Kyle Korver isn’t a great
defender in anyone’s book, unless it’s a family member’s book. Even then, you would have to figure there are doubts.

But on one play in Game 2 of the Eastern Conference finals, Korver did everything he or anybody else could do against Dwyane Wade. The Miami Heat star drove left along the baseline, rose as he neared the backboard and .  .  . nothing. He had nowhere to go, no room to shoot and no one to pass to, thanks to Korver and the Bulls’ help defense.

If you didn’t see what happened next, you probably can guess.

Whistle. Foul, Korver.

If he touched Wade, it must have felt like the flutter of a butterfly’s wing.

‘‘It’s frustrating, for sure,’’ Korver said.

I know: This is the NBA. Stars get calls. But after all these years, I still don’t know what is and isn’t a foul in the league.

‘‘It’s tough for us [to tell] sometimes, you know?’’ Korver said.
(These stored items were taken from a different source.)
PR #1008, opened 2020-02-12
[No issue]: Hotfix - Load More in search page

pablocubico:
Updates the lazy-loaded images when clicking "Load More" or scrolling to see more results.


assets/src/js/load_more.js
```diff
@@ -1,6 +1,12 @@
 export const setupLoadMore = function($) {
```
comzeradd: can you add `;lazyLoad` as global here to make eslint happy?

PR #1009, opened 2020-02-13
PLANET-4740: CSS: Remove :not(#hidecookie) rule

pablocubico:
Ref: https://jira.greenpeace.org/browse/PLANET-4740

Styleguide PR: https://github.com/greenpeace/planet4-styleguide/pull/37
Blocks Plugin PR: https://github.com/greenpeace/planet4-plugin-gutenberg-blocks/pull/215

Note: this also removes a vestigial animation, which made sense when the cookie bar was not fixed but not anymore.

cookie-animation

### DIFF
--- a/assets/src/js/cookies.js
+++ b/assets/src/js/cookies.js
@@ -27,15 +27,11 @@ export const setupCookies = function($) {
 
   if (cookie == null) {
     $('.cookie-notice').css('display', 'flex');
-    const height = $('.cookie-notice').height();
-    $('footer').css('margin-bottom', height + 'px');
   } else {
     window.createCookie('gp_nro', nro, 365);
   }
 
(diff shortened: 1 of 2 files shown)


assets/src/js/cookies.js
```diff
@@ -34,8 +34,6 @@ export const setupCookies = function($) {
   }
 
   $('#hidecookie').click(function () {
-    $('.cookie-notice').slideUp('slow');
```
comzeradd: Removing this doesn't prevent the cookie bar from being hidden on button click?

pablocubico: Yes, I don't know how I missed that. Replaced the slideUp with a simple fadeOut, not only because the slide was buggy, it also had a performance impact as it was pushing the entire layout.

PR #1012, opened 2020-02-17
PLANET-4745: Campaigns CSS: EN form block title and CTA style

pablocubico:
This is the minimum needed to close the mentioned ticket, I engaged in a few more refactors that might be out of scope, so I moved them to a separate branch, so we can close this ticket in this sprint and keep working on refactoring the campaigns code with proper testing for the next sprint.

Ref: https://jira.greenpeace.org/browse/PLANET-4745

This also needs:
https://github.com/greenpeace/planet4-plugin-gutenberg-blocks/pull/218
https://github.com/greenpeace/planet4-plugin-gutenberg-engagingnetworks/pull/42

### DIFF
--- a/templates/css-variables.twig
+++ b/templates/css-variables.twig
@@ -5,7 +5,7 @@ Later we will use these variables in our source scss files (with a fallback to t
 <style>
 	:root {
 		{% if css_vars['header-primary-font'] %}
-			--campaigns-header-primary-font: {{ css_vars['header-primary-font'] }};
+			--header-primary-font: {{ css_vars['header-primary-font'] }};
 		{% endif %}
 	}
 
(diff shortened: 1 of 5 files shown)


pablocubico:
The CSS Vars ponyfill seems to be working on IE 11 in Browserstack, I'll try to test on a Windows box I have too.

Captura de pantalla 2020-02-19 a la(s) 19 07 50

templates/css-variables.twig
```diff
@@ -3,6 +3,12 @@ Later we will use these variables in our source scss files (with a fallback to t
  to expose variables to theme configuration files, thereby removing the need of separate selectors.
  #}
 <style>
+	:root {
+		{% if css_vars['header-primary-font'] %}
+			--campaigns-header-primary-font: {{ css_vars['header-primary-font'] }};
```
Inwerpsel: Just noticed this after approving, but probably better to not prefix this variable (and all other variables) with "campaign".

pablocubico: Indeed! Will change it

pablocubico: Changed here and in the master-theme.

This isn’t a column about how the refs are jobbing the Bulls. This isn’t about how terrible NBA officiating is. This is about how selective the calls are.

Star system rules

Players get tangled and mangled inside the paint on almost every possession. It’s not an overstatement to say that a whistle could be blown multiple times on every trip into the lane. Often, there isn’t even one.

That’s OK. We get it. It’s a man’s game, and if you choose to go to the basket, you have to be prepared to be relieved of your noggin.

The maddening part is what happens outside the lane, and we’ve seen it time and again in this series. If there’s a hint of contact there, even a baby’s breath of contact, it’s not unusual to hear a whistle. This is what makes people crazy. After the brutalizing that goes unpunished inside, officials find their inner Dr. Phil when it comes to ticky-tack perimeter stuff.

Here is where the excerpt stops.